One thing that amazes me is how the national pollsters and pundits are able to report on the national mood of the public without, apparently, ever talking to a single person who manufactures or distributes goods. True, these types of people are getting much harder for the pollsters to find, as the number of layoffs continues to climb. According to the most recent employment figures, the U.S. manufacturing industry lost more than 160,000 people in March, while transportation and warehousing shed an additional 34,000 jobs. And yet, amazingly, Congressional approval ratings are at their highest levels in four years, according to Gallup (admittedly, a 39% approval rating is still pretty abysmal), despite the government’s miserable track record of sitting on its hands while lines of credit dry up, companies go out of business and entire industries are on the critical list.
It’s pretty much a given that our elected officials don’t have the first clue about what happens within the nation’s industrial supply chain. The government knows how to raise taxes or cut taxes, how to regulate or deregulate, but in terms of understanding how companies actually make and move stuff, they don’t seem to know much at all. And frankly, I don’t think they care.
Now, in normal times—meaning during periods when the economy hasn’t completely cratered—the government is at best a help, at worst a hindrance to growth, while most companies are allowed to succeed or fail on their own. Thanks to the recession, though, that level of corporate self-reliance is gone, and your ability—and your customers’ ability, and your suppliers’ ability—to get the financing to expand your operations or invest in developing new products has pretty much dried up.
And so now the government, in its infinitesimal wisdom, has decided that the best thing it can do is step in and start taking over our banks, our insurance companies, our healthcare system, and perhaps most troubling of all, our manufacturers. I woke up the other night in a cold sweat, trying to shake off the nightmare of sitting behind the wheel of a new GM car designed by a government committee.
Meanwhile, the Material Handling Industry of America says that recovery in the market for new material handling equipment will begin early in the year. Unfortunately, the year in question is 2011. New orders are expected to be down as much as 20% this year and maybe off another 10% in 2010.
Actually, there is some good news in all of this. As maligned and ignored as U.S. manufacturers often find themselves, when they get up a good head of indignant steam, they can still be a force to be reckoned with. Case in point: the so-called Employee Free Choice Act, aka the card check. When word got out among U.S. businesses about the potential economic havoc this bill could wreak, enough Congressional arms were twisted to slow down the bill’s momentum, and perhaps stop it dead in its tracks.

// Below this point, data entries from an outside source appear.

PR #1369, opened 2026-03-04
Fix field type inference when FieldDescriptorProto.type is unset

### LINKED ISSUE #1368: Fields are incorrectly classified as scalar when `type` omitted from FieldDescriptorProto
I came across this bug while writing a Kafka consumer in NodeJS, using Redpanda's schema registry. When deserializing the key and value of the message using a schema registry client lib, scalar fields were deserialized just fine but message types were running into all sorts of error while reading tags and decoding their associated data. I was running into similar problems using both `kafkajs` + `@kafkajs/confluent-schema-registry` as well as `@confluentinc/kafka-javascript` and `@confluentinc/schemaregistry`. Chose to stick with the latter setup and started debugging. I'm here because `@confluentinc/schemaregistry` depends on `@bufbuild/protobuf` for its core protobuf logic.

I found that when `@confluentinc/schemaregistry` fetches the `format=serialized` form of a proto file from the registry server, and [calls `createFileRegistry()`](https://github.com/confluentinc/confluent-kafka-javascript/blob/33c52eed2e81ad167f19d0a9f58ef0e6a7ffd4c4/schemaregistry/serde/protobuf.ts#L430), the field descriptors for `message` fields incorrectly ended up with `fieldKind: 'scalar'`. This led to fields being misinterpreted when the actual Kafka message keys/values were later decoded, [here](https://github.com/bufbuild/protobuf-es/blob/e5d8be67695ece44c31164123f04cf782eae96d6/packages/protobuf/src/from-binary.ts#L150). I traced this back to the serialized proto file from the schema registry omitting `type`, in favor of `type_name`, as is permitted according to https://github.com/protocolbuffers/protobuf/blob/c223b2e1fa96feac05f275853e64a87993d557a2/src/google/protobuf/descriptor.proto#L295-L296,

```protobuf
  // If type_name is set, this need not be set.  If both this and type_name
  // are set, this must be one of TYPE_ENUM, TYPE_MESSAGE or TYPE_GROUP.
  optional Type type = 5;
```

jakewisse:
Some protobuf tooling (e.g. Confluent Schema Registry) omits the `type` field from FieldDescriptorProto when `type_name` is set. According to [`descriptor.proto`](https://github.com/protocolbuffers/protobuf/blob/c223b2e1fa96feac05f275853e64a87993d557a2/src/google/protobuf/descriptor.proto#L295-L296), this is valid : "If type_name is set, this need not be set."

Because descriptor.proto is proto2, protobuf-es places the default value (TYPE_DOUBLE = 1) on the prototype. When `type` is absent from the wire data it is never set as an own property, and `proto.type` inherits the prototype default, causing message and enum fields to be misclassified as scalar.

This resolves the field type from the registry via `type_name` when `type` is not explicitly set. From there, we thread the resolved type through `getFieldPresence()`, `isPackedField()`, and `isDelimitedEncoding()` to avoid the same prototype fallback in those functions.

Fixes #1368.

### DIFF
--- a/packages/protobuf-test/src/registry.test.ts
+++ b/packages/protobuf-test/src/registry.test.ts
@@ -548,6 +548,141 @@ void suite("createFileRegistry()", () => {
       );
     });
   });
+  void suite("FieldDescriptorProto with unset type", () => {
+    // Some protobuf tooling (e.g. Confluent Schema Registry) omits the FieldDescriptorProto `type`
+    // field from the wire data when `type_name` is set. This is valid per descriptor.proto: "If
+    // type_name is set, this need not be set." Since descriptor.proto is proto2, the unset field
+    // inherits the prototype default TYPE_DOUBLE = 1, causing message/enum fields to be
+    // misclassified as scalar.
+    test("infers message type from type_name", async () => {
+      const fds = await compileFileDescriptorSet({
+        "test.proto": `
+          syntax="proto3";
+          import "google/protobuf/timestamp.proto";
+          message Outer {
+            string name = 1;
+            google.protobuf.Timestamp created_at = 2;
+            Inner nested = 3;
+            repeated Inner items = 4;
+          }
+          message Inner {
+            string value = 1;
+          }
+        `,
+      });
+      const testProto = fds.file.find((f) => f.name === "test.proto");
+      assert.ok(testProto);
+      const outerMsg = testProto.messageType.find((m) => m.name === "Outer");
+      assert.ok(outerMsg);
+      // Strip the `type` own property from message-type fields to simulate wire data that omits it
+      for (const field of outerMsg.field) {
+        if (field.typeName) {
+          assert.ok(
+            Object.prototype.hasOwnProperty.call(field, "type"),
+            `expected "type" to be an own property before deletion`,
+          );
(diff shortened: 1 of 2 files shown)


timostamm:
Thanks for the PR, Jake. Can you sign the CLA?

jakewisse:
@timostamm sorry for the delay here, I actually did sign it right away but for some reason CLA assistant would never sync to the PR… Every time I click the link to sign it shows as already signed to me.

jakewisse:
Ah, it was my fault. I created the commit using an email associated with a different Github account. Looks like it has synced properly now.

timostamm:
Thanks for the patience, Jake! I just got a chance to take a look. 

The fix looks good, but I believe we need to take a different approach 🤔 As you can see, the change affects bundle size. It's an insignificant change, but I suspect that there are similar cases in descriptor.proto we'd want to normalize in the future, and then it becomes a problem. I'll comment on #1368.

timostamm:
See https://github.com/bufbuild/protobuf-es/issues/1368#issuecomment-4305542339 for broader thoughts. 

To detangle your PR from those design decisions, would you be open to refactoring this into a free function that operates on a `FileDescriptorProto`? 

We can land it as an internal helper with tests until we settle on the broader design. Happy to help if the rework turns out to be more than a small lift.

So there is still power in numbers.
No doubt about it; 2009 is going to be a tough year, but while the government tries to reach its tentacles into every nook and cranny of our factories and warehouses, you still have control over1. Steady as she goes and pray for the best.
2. Cut to the bone and hope for the best.
3. Do things better and learn from the best.
Now, prayer and hope are always good ideas, but we’ll leave those up to you. Here at MHM, we’ll focus on Strategy No. 3 as we continue our mission of offering insights and best practices from the heart of American industry, with the goal of helping everybody get better. We’ll get through this recession together, on a hope and a prayer and a heaping helping of best practices.